PR #136, opened 2016-11-10
Set default checkpoint interval to 2 in connected components

mengxr:
I tested the implementation on a relatively large graph. It seems setting the checkpoint interval to 2 hit the balance between checkpoint overhead and complexity of query plan optimization. This is what I got:

* =1: 11.2 mins, 50 jobs
* =2: 8.6 mins, 42 jobs
* =3: ran out of memory after 30 mins ...

cc: @thunterdb

### DIFF
--- a/src/main/scala/org/graphframes/lib/ConnectedComponents.scala
+++ b/src/main/scala/org/graphframes/lib/ConnectedComponents.scala
@@ -94,12 +94,12 @@ class ConnectedComponents private[graphframes] (
    */
   def getAlgorithm: String = algorithm
 
-  private var checkpointInterval: Int = 1
+  private var checkpointInterval: Int = 2
 
   /**
-   * Sets checkpoint interval in terms of number of iterations (default: 1).
-   * Checkpointing regularly helps recover from failures, clean shuffle files, and shorten the
-   * lineage of the computation graph.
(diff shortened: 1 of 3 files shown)


src/main/scala/org/graphframes/lib/ConnectedComponents.scala
```diff
@@ -94,12 +94,12 @@ class ConnectedComponents private[graphframes] (
...
-  private var checkpointInterval: Int = 1
+  private var checkpointInterval: Int = 2
 
   /**
-   * Sets checkpoint interval in terms of number of iterations (default: 1).
-   * Checkpointing regularly helps recover from failures, clean shuffle files, and shorten the
-   * lineage of the computation graph.
+   * Sets checkpoint interval in terms of number of iterations (default: 2).
+   * Checkpointing regularly helps recover from failures, clean shuffle files, shorten the
+   * lineage of the computation graph, and reduce the complexity of plan optimization.
```
thunterdb: Given the exponential blowup that we observed, can you also include a rule of thumb such as 'more than 5 will put considerable pressure on the SQL optimizer' or something like that?

mengxr: Updated the doc and inserted a warning.

thunterdb:
LGTM, feel free to merge.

○ ○ ○ ○ ○ ○ ○

WHAT THIS TASK INVOLVES: All lines of the entries containing the string "plan" must be shown in full.

RESPONSE AREA:
I tested the implementation on a relatively large graph. It seems setting the checkpoint interval to 2 hit the balance between checkpoint overhead and complexity of query plan optimization. This is what I got:
+   * lineage of the computation graph, and reduce the complexity of plan optimization.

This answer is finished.